Circling again: why can we not love the alienness in the other? Why can we not cherish the foreignness at the bottom of every heart? Why can we not be daemons to each other?
When can we stop anthropomorphizing each other?
I concluded my last Substack post on the “Man-Standard” and speciation by saying I would give an example of more-than-human speciation in a human multiplicity. The idea was an attempt to exemplify the kinds of becomings that render us, if not unsad, if not consolable – there will always in any case be that first kind of cruelty – yet still intensely alive to the world(s). That provide, perhaps, tentatively, and speculatively, a vision of a path over the turning point with a different affective tonus, one that does not circle back tautologically.

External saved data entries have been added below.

Issue #1015, opened 2024-07-03
[FEATURE] Support to keep the volume if Delete reclaim policy


kyungwan-nam:
**What feature you'd like to add:**

Currently, ``Delete`` reclaim policy triggers deleting volume whenever the PVC is deleted.
It looks good if I can decide whether to keep the volume or not. e.g. ``juicefs/keep-volume="true"``

**Why is this feature needed:**

I’d like to keep my data even if the PVC is deleted.
I set the storage class with ``Retain`` reclaim policy. But, when the PVC is deleted, the PV still exists with "released" status.
https://kubernetes.io/docs/concepts/storage/persistent-volumes/#retain
the cluster-admin has to delete the PV with "released" manually. It’s annoying to the cluster-admin.
so, I want to set ``Delete`` reclaim policy with an option to keep the volume.

kyungwan-nam:
Skip deleting volume if ``retainVolume: true`` https://github.com/juicedata/juicefs-csi-driver/pull/1017

zxh326:
https://github.com/juicedata/juicefs-csi-driver/pull/1017#issuecomment-2216897336

PR #1017, opened 2024-07-03
Support to retain the volume if Delete reclaim policy

kyungwan-nam:
PR for https://github.com/juicedata/juicefs-csi-driver/issues/1015

### DIFF
--- a/pkg/driver/provisioner.go
+++ b/pkg/driver/provisioner.go
@@ -187,7 +187,9 @@ func (j *provisionerService) Provision(ctx context.Context, options provisioncon
 		}
 	}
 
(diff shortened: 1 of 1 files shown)


zwwhdls:
It seems strange to retain volume in delete reclaim policy. I don't want to support such a feature, which violates the reclaim semantics of PV. What do you think? cc @zxh326

zxh326:
we don't want to support this feature because it violates the design of CSI

thx..i will close this PR

kyungwan-nam:
Thank you for reviewing it.
I got it. I can handle it in another way.
Thanks.

tsic404:
> Thank you for reviewing it. I got it. I can handle it in another way. Thanks.

How did you deal with this in the end?

PR #1029, opened 2024-07-09
support pass fuse fd to mount pod

zwwhdls:
1. CSI serve `fuse_fd_csi_comm.sock` after create mount pod:
     1. waiting mount pod for sending fuse fd.
     2. provide fuse fd to the mount pod after it restarts.
2. CSI set `JFS_SUPER_COMM` as env in mount pod.
3. When CSI restarted, parse fuse fds of all mount pods  in `/tmp/<mountPodHashVal>`.
4. Stop `fuse_fd_csi_comm.sock` after deleting mount pod.
5. Only do the above things if image tag > v1.2.1 for ce and > 5.1.0 for ee.
6. Do not set `umount` in preStop if this feature opens.
7. If mount pod restart failed, close fuse fd and restart it again.


pkg/controller/pod_driver.go
```diff
@@ -495,6 +506,10 @@ func (p *PodDriver) podReadyHandler(ctx context.Context, pod *corev1.Pod) error
 		return nil
 	}
 
+	if util.ParseClientVersion(pod.Spec.Containers[0].Image).SupportFusePass() {
+		return nil
+	}
```
zxh326: If return here, cannot be store dev minor

pkg/fuse/passfd.go
```diff
@@ -0,0 +1,329 @@
...
+
+func (fs *Fds) GetFdAddress(podHashVal string) string {
+	if f, ok := fs.fds[podHashVal]; ok {
+		return f.serverAddressInPod
+	}
+
+	address := path.Join("/tmp", podHashVal, "fuse_fd_csi_comm.sock")
+	addressInPod := path.Join("/tmp", "fuse_fd_csi_comm.sock")
+	// mkdir parent
+	_ = os.MkdirAll(path.Join("/tmp", podHashVal), 0777)
```
zxh326: this directory doesn't seem to be remove?

pkg/controller/pod_driver.go
```diff
@@ -195,6 +196,10 @@ func (p *PodDriver) checkAnnotations(ctx context.Context, pod *corev1.Pod) error
 				klog.Errorf("Delete pod %s error: %v", pod.Name, err)
 				return err
 			}
+			// close socket
+			if util.ParseClientVersion(pod.Spec.Containers[0].Image).SupportFusePass() {
```
zxh326: can we extract this as a method?

`util.SupportFusePass(pod)`

zxh326: also, if the csi-driver does not mount the `jfs-fuse-fd` hostPath, can it be considered as not supported?

pkg/controller/pod_driver.go
zwwhdls: fixed

pkg/controller/pod_driver.go
zwwhdls: The `jfs-fuse-fd` hostPath will be added in installation yaml and chart of new version by default. It can be ignored.

pkg/fuse/passfd.go
zwwhdls: fixed

pkg/controller/pod_driver.go
```diff
@@ -400,14 +400,15 @@ func (p *PodDriver) podDeletedHandler(ctx context.Context, pod *corev1.Pod) erro
 					klog.Errorf("[podDeletedHandler] Create pod:%s err:%v", pod.Name, err)
 				}
 
-				if util.ParseClientVersion(pod.Spec.Containers[0].Image).SupportFusePass() {
-					return nil
-				}
-
```
zxh326: need fix `podReadyHandler`

pkg/controller/pod_driver.go
zxh326: worried about user only updated the image version

zxh326 (approved):

Issue #1022, opened 2024-07-05
performance optimization


zxh326:
This issue is used to track some performance issues

## reduce k8s api call

- list all apis
	- [x] 	[pod_controller.go#77](https://github.com/juicedata/juicefs-csi-driver/blob/2706a13a96aec04ed432dfd444828d272877fc40/pkg/controller/pod_controller.go#L77)
	- [x] 	~~[pv webhook](https://github.com/juicedata/juicefs-csi-driver/blob/2706a13a96aec04ed432dfd444828d272877fc40/pkg/webhook/handler/handler.go#L179)~~
	   only list in create static PV
	- [x] 	~~[GetNamespace](https://github.com/juicedata/juicefs-csi-driver/blob/2706a13a96aec04ed432dfd444828d272877fc40/pkg/util/resource/namespace.go#L47)~~
	   only list in sidecar mode, when app pod namespace is nil
	- [ ] [check for subpath](https://github.com/juicedata/juicefs-csi-driver/blob/2706a13a96aec04ed432dfd444828d272877fc40/pkg/util/resource/pvc.go#L110)
	- [ ] [check for secret finalizer](https://github.com/juicedata/juicefs-csi-driver/blob/2706a13a96aec04ed432dfd444828d272877fc40/pkg/util/resource/pvc.go#L157)
		need refactor, see https://github.com/juicedata/juicefs-csi-driver/issues/1023
    - [x] unnecessary api request in different node
    	fixed https://github.com/juicedata/juicefs-csi-driver/pull/1047 
	
- [ ] [multi controller runtime manager in controller](https://github.com/juicedata/juicefs-csi-driver/blob/53a87aa57015628decf11f9c9136da135c8023ec/cmd/controller.go#L159-L186)

PR #1031, opened 2024-07-10
chore: add PV subpath label to provisioned PV

zxh326:
- add a label `subPath` to the PV object. this change allows for better tracking of pv with specific subPath, maybe useful in the future, but currently useless

ref: https://github.com/juicedata/juicefs-csi-driver/issues/1022

### DIFF
--- a/pkg/util/resource/pvc.go
+++ b/pkg/util/resource/pvc.go
@@ -27,6 +27,7 @@ import (
 	"sigs.k8s.io/controller-runtime/pkg/controller/controllerutil"
 
 	v1 "k8s.io/api/core/v1"
+	metav1 "k8s.io/apimachinery/pkg/apis/meta/v1"
 	"k8s.io/klog"
 
 	"github.com/juicedata/juicefs-csi-driver/pkg/config"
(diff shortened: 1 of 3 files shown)


pkg/util/resource/pvc.go
```diff
@@ -100,19 +100,30 @@ func CheckForSubPath(ctx context.Context, client *k8s.K8sClient, volume *v1.Pers
...
 
-	if sc == "" {
+	if scName == "" {
 		return false, nil
 	}
 
+	sc, err := client.GetStorageClass(ctx, scName)
+	if err == nil {
+		// if the storage class does not set the pathPattern, subpath used unique pv name, should delete
+		if _, ok := sc.Parameters["pathPattern"]; !ok {
```
zwwhdls: Did [`pathPattern == ""`](https://github.com/juicedata/juicefs-csi-driver/blob/b560adbb9becee15c15247eeb887cc71950e24d4/pkg/util/resource/pvc.go#L99) did the same thing? 

If pv.spec.csi.volumeAttributes (copy from sc) has no pathPattern, do not check other pvs for subPath.

zxh326: you are right, I missed it

zwwhdls (approved):

PR #1047, opened 2024-07-22
Add mountpod filter in mount manager predicates 

zxh326:
- add mountpod filter in mount manager predicates to avoid unnecessary api request
- improve error logging for mountpod fuse connection

### DIFF
--- a/pkg/controller/pod_controller.go
+++ b/pkg/controller/pod_controller.go
@@ -130,11 +130,17 @@ func (m *PodController) SetupWithManager(mgr ctrl.Manager) error {
 	return c.Watch(&source.Kind{Type: &corev1.Pod{}}, &handler.EnqueueRequestForObject{}, predicate.Funcs{
 		CreateFunc: func(event event.CreateEvent) bool {
 			pod := event.Object.(*corev1.Pod)
+			if pod.Spec.NodeName != config.NodeName && pod.Spec.NodeSelector["kubernetes.io/hostname"] != config.NodeName {
+				return false
+			}
 			klog.V(6).Infof("watch pod %s created", pod.GetName())
 			return true
 		},
 		UpdateFunc: func(updateEvent event.UpdateEvent) bool {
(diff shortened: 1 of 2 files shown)


pkg/controller/pod_controller.go
```diff
@@ -130,11 +130,17 @@ func (m *PodController) SetupWithManager(mgr ctrl.Manager) error {
 	return c.Watch(&source.Kind{Type: &corev1.Pod{}}, &handler.EnqueueRequestForObject{}, predicate.Funcs{
 		CreateFunc: func(event event.CreateEvent) bool {
 			pod := event.Object.(*corev1.Pod)
+			if pod.Spec.NodeName != config.NodeName && pod.Spec.NodeSelector["kubernetes.io/hostname"] != config.NodeName {
```
zwwhdls, line 133: && or || ?

zxh326: &&

zxh326: copy from https://github.com/juicedata/juicefs-csi-driver/blob/3e81a8d505dab116bee9504d2fde1cba6eb73e6c/pkg/controller/pod_controller.go#L62-L65

zwwhdls: I think it should be "||", because mount pod may not have nodeSelector. The line in reconcile is wrong too, please correct it as well, thx.

zxh326: `||` is wrong

example:


```

config.NodeName = k8s-01

# mountpod
nodeName: node-01
nodeSelector: nil
```

`mountPod.Spec.NodeName != config.NodeName` => `false`

`mountPod.Spec.NodeSelector["kubernetes.io/hostname"] != config.NodeName` => `true`

then mount pod will be skipped reconciler

zwwhdls: ok, u r right.

zwwhdls (approved):

PR #1073, opened 2024-08-05
feat: support custom mountpod volumes

zxh326:
user can add some volumes to mountpod

like this
```yaml
apiVersion: v1
kind: ConfigMap
metadata:
  name: juicefs-csi-driver-config
  namespace: kube-system
data:
  config.yaml: |-
    mountPodPatch:    
    - pvcSelector:
        matchLabels:
          need-block-device: "true"
      volumeDevices:
        - name: block-devices
          devicePath: /dev/sda1
      volumes:
        - name: block-devices
          persistentVolumeClaim:
            claimName: block-pvc
```

ref: https://github.com/juicedata/voc/issues/270#issuecomment-2268088105

### DIFF
--- a/pkg/config/config.go
+++ b/pkg/config/config.go
@@ -138,6 +138,24 @@ const (
 	DefaultMountPodMemRequest = "1Gi"
 )
 
+var interVolumesPrefix = []string{
+	"rsa-key",
+	"init-config",
+	"config-",
+	"jfs-dir",
+	"update-db",
+	"cachedir-",
+}
+
+func IsInterVolume(name string) bool {
+	for _, prefix := range interVolumesPrefix {
+		if strings.HasPrefix(name, prefix) {
+			return true
+		}
+	}
+	return false
+}
+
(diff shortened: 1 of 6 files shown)


pkg/config/config.go
```diff
@@ -250,6 +272,58 @@ func (mpp *MountPodPatch) merge(mp MountPodPatch) {
...
+			}
+			vok[v.Name] = true
+			mpp.Volumes = append(mpp.Volumes, v)
+		}
+	}
+	if mp.VolumeMounts != nil {
+		if mpp.VolumeMounts == nil {
+			mpp.VolumeMounts = []corev1.VolumeMount{}
+		}
+		for _, vm := range mp.VolumeMounts {
```
zwwhdls, line 304: Does `volumeMounts` also need to check interVolume?

zxh326: no need, it will check the exist of the used volume, which has already been check interVolume

zwwhdls (approved):

PR #1092, opened 2024-08-21
fix: clear old secret data when update secret

zxh326:


pkg/juicefs/juicefs.go
```diff
@@ -413,6 +413,7 @@ func (j *juicefs) genJfsSettings(ctx context.Context, volumeID string, target st
 	}
 	klog.V(6).Infof("Get uniqueId of volume [%s]: %s", volumeID, uniqueId)
 	jfsSetting.UniqueId = uniqueId
+	jfsSetting.SecretName = fmt.Sprintf("juicefs-%s-secret", jfsSetting.UniqueId)
```
zxh326, line 416: make the secret name calculate hash

zxh326:
先合

PR #1097, opened 2024-08-27
refact log

zwwhdls:


zxh326 (approved):
now `--v=1` mean debug log?

also need update helm chart

https://github.com/juicedata/charts/blob/6110e266310f4180f282c661474be46a18a282a9/charts/juicefs-csi-driver/templates/daemonset.yaml#L57-L61

https://github.com/juicedata/charts/blob/6110e266310f4180f282c661474be46a18a282a9/charts/juicefs-csi-driver/templates/controller.yaml#L55-L59

zwwhdls:
will update chart after release it.

PR #1103, opened 2024-09-03
support mountOptions in configmap

zxh326:


pkg/config/setting.go
```diff
@@ -728,6 +732,19 @@ func applyAttrPatch(attr *PodAttr, setting *JfsSetting) {
 	attr.VolumeMounts = patch.VolumeMounts
 	attr.Volumes = patch.Volumes
 	attr.Env = patch.Env
+
+	// merge options
+	if len(setting.Options) > 0 && len(patch.MountOptions) > 0 {
```
zwwhdls: what if len(setting.Options) == 0 and len(patch.MountOpions) > 0 ?

zxh326: fixed

pkg/config/setting.go
```diff
@@ -728,6 +732,19 @@ func applyAttrPatch(attr *PodAttr, setting *JfsSetting) {
 	attr.VolumeMounts = patch.VolumeMounts
 	attr.Volumes = patch.Volumes
 	attr.Env = patch.Env
+
+	// merge or overwrite setting options
+	if setting.Options == nil {
+		setting.Options = make([]string, 0)
+	}
+	for _, option := range patch.MountOptions {
```
zwwhdls, line 740: if patch.MountOptions is nil?

zxh326: for loop will not execute

zwwhdls (approved):

PR #1122, opened 2024-09-23
fix apply config in `STORAGE_CLASS_SHARE_MOUNT` mode

### LINKED ISSUE #1065: [BUG] restart mountpod cannot apply config in `STORAGE_CLASS_SHARE_MOUNT` mode
because it is impossible to obtain the mountpod pv

zxh326:
fix: https://github.com/juicedata/juicefs-csi-driver/issues/1065


pkg/config/setting.go
```diff
@@ -757,3 +769,17 @@ func IsCEMountPod(pod *corev1.Pod) bool {
 	}
 	return false
 }
+
+func getPVNameFromTarget(target string) string {
```
zwwhdls, line 774: Add unit test for this function

zwwhdls (approved):

PR #1143, opened 2024-10-12
fix concurrency issue when upgrade

### LINKED ISSUE #1145: [BUG] 延迟删除的mount pod平滑升级后立刻被删除
**What happened**:
1、配置mount pod   juicefs/mount-delete-delay: 3h ,创建应用pod
2、等应用pod  completed后进行平滑升级
3、mount pod 被删除，预期不应该被删除

**Environment**:
- Others:

zwwhdls:
1. select no complete mount pod when mount/umount
2. remove finalizer until new mount pod created successfully when old is deleted
3. send SIGHUP only once when upgrade
4. check old mount pod support smooth upgrade 
5. fix https://github.com/juicedata/juicefs-csi-driver/issues/1145

### DIFF
--- a/pkg/controller/pod_driver.go
+++ b/pkg/controller/pod_driver.go
@@ -246,11 +246,11 @@ func (p *PodDriver) podCompleteHandler(ctx context.Context, pod *corev1.Pod) (Re
 	lock.Lock()
 	defer lock.Unlock()
 
-	needCreate, err := p.needCreateMountPod(ctx, pod.Labels[common.PodUniqueIdLabelKey], hashVal)
+	notAvailable, err := p.hasAvailableMountPod(ctx, pod.Labels[common.PodUniqueIdLabelKey], hashVal)
 	if err != nil {
 		return Result{}, err
 	}
-	if needCreate {
+	if notAvailable {
 		newPodName := podmount.GenPodNameByUniqueId(pod.Labels[common.PodUniqueIdLabelKey], true)
 		log.Info("need to create a new one", "newPodName", newPodName)
 		newPod, err := p.newMountPod(ctx, pod, newPodName)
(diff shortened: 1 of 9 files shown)


pkg/controller/pod_driver.go
```diff
@@ -438,49 +450,42 @@ func (p *PodDriver) podDeletedHandler(ctx context.Context, pod *corev1.Pod) (Res
...
-			newPod, err := p.newMountPod(ctx, pod, newPodName)
-			if err == nil {
-				_, err = p.Client.CreatePod(ctx, newPod)
-				if err != nil {
-					log.Error(err, "Create pod")
-				}
+	if notAvailable {
+		// create pod
+		newPodName := podmount.GenPodNameByUniqueId(pod.Labels[common.PodUniqueIdLabelKey], true)
+		log.Info("pod targetPath not empty, need to create a new one", "newPodName", newPodName)
```
zxh326: why not available mount pods mean **pod targetPath not empty**?

pkg/controller/pod_driver.go
```diff
@@ -968,13 +973,13 @@ func (p *PodDriver) needCreateMountPod(ctx context.Context, uniqueId, hashVal st
...
-	needCreate := true
+	notAvailable := true
 	for _, po := range pods {
 		if po.DeletionTimestamp == nil && !resource.IsPodComplete(&po) {
-			needCreate = false
+			notAvailable = false
 		}
 	}
-	return needCreate, nil
+	return notAvailable, nil
```
zxh326: func name is has available mount, but return not available pod, It's very confusing.

pkg/controller/pod_driver.go
zxh326: How to manually delete a pod in a delayed deletion state(with no refs)

zwwhdls: not available means there are no available mount pod in cluster. If pod targetPath not empty and no available , need to create a new one.

zwwhdls: If manually delete the delay deleted pod, it will not be handled as we discussed before.

zxh326: If I manually delete a delay pod, will a new one be created? even if there's no reference?

zxh326: > not available means there are no available mount pod in cluster. If pod targetPath not empty and no available , need to create a new one.

should we check `len(existTargets) > 0` here?

check `len(existTargets) == 0` before but with other condition..

https://github.com/juicedata/juicefs-csi-driver/blob/895ddad32d50e0325fb469aec1a6f97a12ed17e8/pkg/controller/pod_driver.go#L435

zxh326 (approved):

PR #1148, opened 2024-10-18
fix: use pod name to get lock if hashVal is nil

### LINKED ISSUE #1147: [BUG] csi v0.25.0 can not manage exist mount pod which has no hashval annotation
**What happened**:
In version v0.25.0, a new mount pod annotation `hashval` was added for passing fusefd to mount pod. I check the pod driver code, found it will throw error, if mount pod has no `hashval` annotation(create by old version csi).
https://github.com/juicedata/juicefs-csi-driver/blob/c545bcd8d343d10eca9cd49959edb1dac52b596a/pkg/controller/pod_driver.go#L152-L158

And worse, csi uses err group to handle mount pod. since exist mount pod `checkAnnotations` throw a error, this driver will cancel other mount pods' reconcile.

https://github.com/juicedata/juicefs-csi-driver/blob/c545bcd8d343d10eca9cd49959edb1dac52b596a/pkg/controller/reconciler.go#L147-L153

remove `hashval` annotaintion check, not throw an error for exist mount pod.

* have mount pod create by 0.24.x
* upgrade csi to v0.25.0

zwwhdls:
fix https://github.com/juicedata/juicefs-csi-driver/issues/1147

### DIFF
--- a/pkg/config/config.go
+++ b/pkg/config/config.go
@@ -35,6 +35,7 @@ import (
 
 	corev1 "k8s.io/api/core/v1"
 
+	"github.com/juicedata/juicefs-csi-driver/pkg/common"
 	k8s "github.com/juicedata/juicefs-csi-driver/pkg/k8sclient"
 )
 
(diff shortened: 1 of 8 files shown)


SonglinLife:
Perhaps the `StopFd` should include additional code to handle an empty hashVal. If hashVal is an empty string, StopFd will remove the fs.basePath.
https://github.com/juicedata/juicefs-csi-driver/blob/c545bcd8d343d10eca9cd49959edb1dac52b596a/pkg/fuse/passfd/passfd.go#L139-L147

zxh326 (approved):

PR #1160, opened 2024-10-29
fix apply mountOptions

zxh326:
- fix overwrite exist mountOptions
- if `buffer-size` is greater than pod memory limit, fallback to memory limit

### DIFF
--- a/pkg/config/setting_test.go
+++ b/pkg/config/setting_test.go
@@ -26,6 +26,7 @@ import (
 	"k8s.io/apimachinery/pkg/api/resource"
 
 	"github.com/juicedata/juicefs-csi-driver/pkg/common"
+	"github.com/stretchr/testify/assert"
 )
 
 var (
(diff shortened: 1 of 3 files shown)


pkg/config/setting_test.go
```diff
@@ -1123,3 +1124,78 @@ func Test_getPVNameFromTarget(t *testing.T) {
...
+			want: &JfsSetting{
+				Attr: &PodAttr{
+					Resources: corev1.ResourceRequirements{
+						Limits: map[corev1.ResourceName]resource.Quantity{
+							corev1.ResourceMemory: resource.MustParse("10Mi"),
+						},
+					},
+				},
+				Options: []string{
+					"buffer-size=10Mi",
```
zxh326:
```suggestion
					"buffer-size=10485760",
```

zwwhdls (approved):

PR #502, opened 2025-03-14
Added CEL lockdown as cluster addon

wtripp180901:
Cluster addon chart now has option to install https://github.com/stackhpc/restricted-pss-vaps-helm/tree/main to apply ValidatingAdmissionPolicy's which define configurable restricted-like pod security standards to the specified namespaces (disabled by default).
By default all capi, kube-system and addon namespaces are excluded from these policies


charts/cluster-addons/values.yaml
```diff
@@ -367,6 +367,38 @@ nodeProblemDetector:
...
+          - node-feature-discovery
+          - gpu-operator
+          - network-operator
+          - node-problem-detector
+          - cilium-secrets
+          - kube-node-lease
+          - kube-public
+          - oidc-system
+          - calico-system
+          - calico-apiserver
```
JohnGarbutt, line 400: Lets add the intel GPU operator in here.

charts/cluster-addons/values.yaml
```diff
@@ -367,6 +367,38 @@ nodeProblemDetector:
     namespace: node-problem-detector
     values: {}
 
+restrictedAdmission:
+  enabled: false
+  chart:
+    repo: https://stackhpc.github.io/restricted-pss-vaps-helm/
+    name: restricted-pss-vaps
+    version: 0.3.0
```
JohnGarbutt, line 375: we need to make sure we auto update this:
https://github.com/azimuth-cloud/capi-helm-charts/blob/dd78906a9939932ecff01ffe254b344a37b3a967/.github/workflows/update-addons.yml#L69

JohnGarbutt (approved):
This looks good now, thank you.

PR #508, opened 2025-03-28
Add Kubernetes 1.32 to upgrade test

sd109:


sd109:
Since GH workflow uses `pull_request_target` this change doesn't actually get tested in CI until it is part of `main` so merging as-is and then will trigger another one of the pending CI runs to validate it works as expected.

PR #509, opened 2025-03-31
Test k8s 1.32 by default in CI

sd109:


sd109:
Can't test properly until merged to main due to `pull_request_target` trigger in relevant GH workflows. Will follow up with separate fix PR after testing if required.

PR #510, opened 2025-04-02
Add node group name validation during templating

sd109:
Example templating errors:

Invalid character:
```
% helm template test charts/openstack-cluster -f values-test.yml --set "nodeGroups[0].name=abc.d"
Error: execution error at (openstack-cluster/templates/node-group/machine-deployment.yaml:4:3): Node group name must be at least three characters long and must contain only lower-case alphanumeric characters and dashes (found name: abc.d)
```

A forking path from the trajectory we are on. My overtaking by sadness preempted that intention. I will try to move forward to it in my next next post.
There is urgency. We have traveled much farther down the path to fascism far faster in the last eight months than anyone, even the most pessimistic, would have predicted. We don’t have much time left before the march becomes irreversible, at least on the time scale of generations. It is not a question of finding optimism – a human self-conceit with no parallel in nature. It might well, however, involve refinding wonder, a more-than-human wonder, perhaps not unrelated to what Philip Pullman, in an early, long forgotten work, called the “amorous inclinations of matter.”[iii]
[i] Jonathan Lambert, “Study: 14 Million Lives Could Be Lost Due to Trump Aid Cuts,” Npr.org, July 1, 2025, https://www.npr.org/sections/goats-and-soda/2025/07/01/nx-s1-5452513/trump-usaid-foreign-aid-deaths.
[ii] Henry Giroux, “Trump’s Theater of Cruelty,” Counterpunch, September 15, 2025, https://www.counterpunch.org/2025/09/12/trumps-theater-of-cruelty-2/.
[iii] Philip Pullman, Galatea (New York: Dutton, 1979).


Beautiful post… I love the intimacy of grief connecting through to a broader critical engagement with monstrous affect.